**Exercise directions**. Return the data that follows exactly, with each line intact.

**Source data**.
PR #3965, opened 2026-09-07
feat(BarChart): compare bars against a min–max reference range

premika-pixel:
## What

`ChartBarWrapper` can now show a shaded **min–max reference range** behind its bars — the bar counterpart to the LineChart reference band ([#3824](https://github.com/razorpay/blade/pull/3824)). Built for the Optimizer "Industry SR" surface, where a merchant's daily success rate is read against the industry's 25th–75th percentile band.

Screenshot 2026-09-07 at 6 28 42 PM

**Answer space**.
PR #3965, opened 2026-09-07
feat(BarChart): compare bars against a min–max reference range

premika-pixel:
## What

`ChartBarWrapper` can now show a shaded **min–max reference range** behind its bars — the bar counterpart to the LineChart reference band ([#3824](https://github.com/razorpay/blade/pull/3824)). Built for the Optimizer "Industry SR" surface, where a merchant's daily success rate is read against the industry's 25th–75th percentile band.

Screenshot 2026-09-07 at 6 28 42 PM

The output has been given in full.